Hacker News new | ask | show | jobs
by echelon 3508 days ago
I took three semesters of orgo in undergrad, and if it taught me anything, it's that there are exceptions to nearly every rule. There are so many complicated molecular orbital interactions, requiring years of study. And even then there are always things that break these rules in unexpected ways or produce several products.

How do you overcome this? Can you predict yield percentages of each product? What about chirality?

Can your system design synthesis pathways? Can it optimize for final product yield? How does it handle the thermodynamics and kinetics of reactions?

In any case, cool project. It's a very difficult domain.

2 comments

One of the things that I didn't quite get when I started taking organic chemistry was that I really couldn't figure out (didn't have enough background knowledge) why many reactions happened the way they did and that I just had to memorize things.

(Accounting is the same way though for very different reasons. You could justify recording some transactions in about 5 different ways--but FASB says only a particular one is OK.)

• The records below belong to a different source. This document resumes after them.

PR #13963, opened 2026-06-28
fix(flow-run): stop dangling logsFileId from violating flow_run FK

amrdb:
## Problem

`flow_run.logsFileId` has an FK (`fk_flow_run_logs_file_id`) to the `file` table, but the id is **minted eagerly at enqueue** (`addToQueue`, `apId()`) and the `file` row is created **lazily** — only when the engine actually runs and flushes logs. Every run-status report echoes that `logsFileId` back into the run metadata, including the worker's report on early/failure paths that happen **before** any file exists. The async runs-metadata worker then does a single `UPDATE flow_run SET { status, logsFileId, … }` that references a non-existent file row → `fk_flow_run_logs_file_id` violation.

This produces a **steady ~1k/day baseline of FK errors** on Cloud (each emits an `Unhandled exception` log + burns BullMQ retries), and gets massively amplified during worker/app version skew (a single deploy left runs FK-looping for ~2h). The runs themselves usually still complete via a later (file-first) callback, so the errors are mostly noise + wasted retries — but a run whose **terminal** status update is the one rejected can be left stuck in a non-terminal state.

## Fix

Only the **file-creating paths** should set the pointer:

- **Worker** (`execute-flow.ts`): `reportFlowStatus` no longer carries `logsFileId` on plain status reports. It includes it only when an `internalError` accompanies the report (the one worker path that asks the server to persist a log file via `persistInternalErrorToLogs`).
- **API** (`uploadRunLog`): attaches `logsFileId` to the run metadata only when a file backs it — the engine `backup()` (no `internalError`, file already uploaded) or a just-persisted internal-error file. The intentional Cloud worker-source gating (where the server declines to persist) omits it. A `logsFileId` that arrives with **no** `internalError` and **no** real file still trips the FK (**fail-loud**) so genuine misuse surfaces.

No `@activepieces/shared` change (`logsFileId` was already optional on `UploadRunLogsRequest`), so no version bump.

At the grad level students get really good at rationalizing and predicting reactions. We did bimonthly exercise called mechanism club where someone would pick some chemical reactions from the literature and basically volunteers would come up to the chalkboard and push electrons till the reaction was complete.
Thanks for the kind words! I would agree that the function we're trying to learn is very complicated, with many exceptions. But that only improves our comparative advantage, at least compared to novice chemists. We might also be able to help our system take advantage of the knowledge of physics that expert chemists use to predict reaction outcomes by giving our network access to the output of a physical reaction simulator.

Extending the system to (try to) predict yield percentages or chirality is straightforward. The hard part, in my mind, is that there aren't a fixed number of reaction types. As molecules get bigger, we'll have to move away from predicting one of a fixed set of reaction types, to directly predicting products - but this is a much harder problem.

Our system probably isn't good enough to design synthesis pathways yet, but that is the eventual goal. A system that also predicted yield would of course help with that, and that would be another straightforward extension.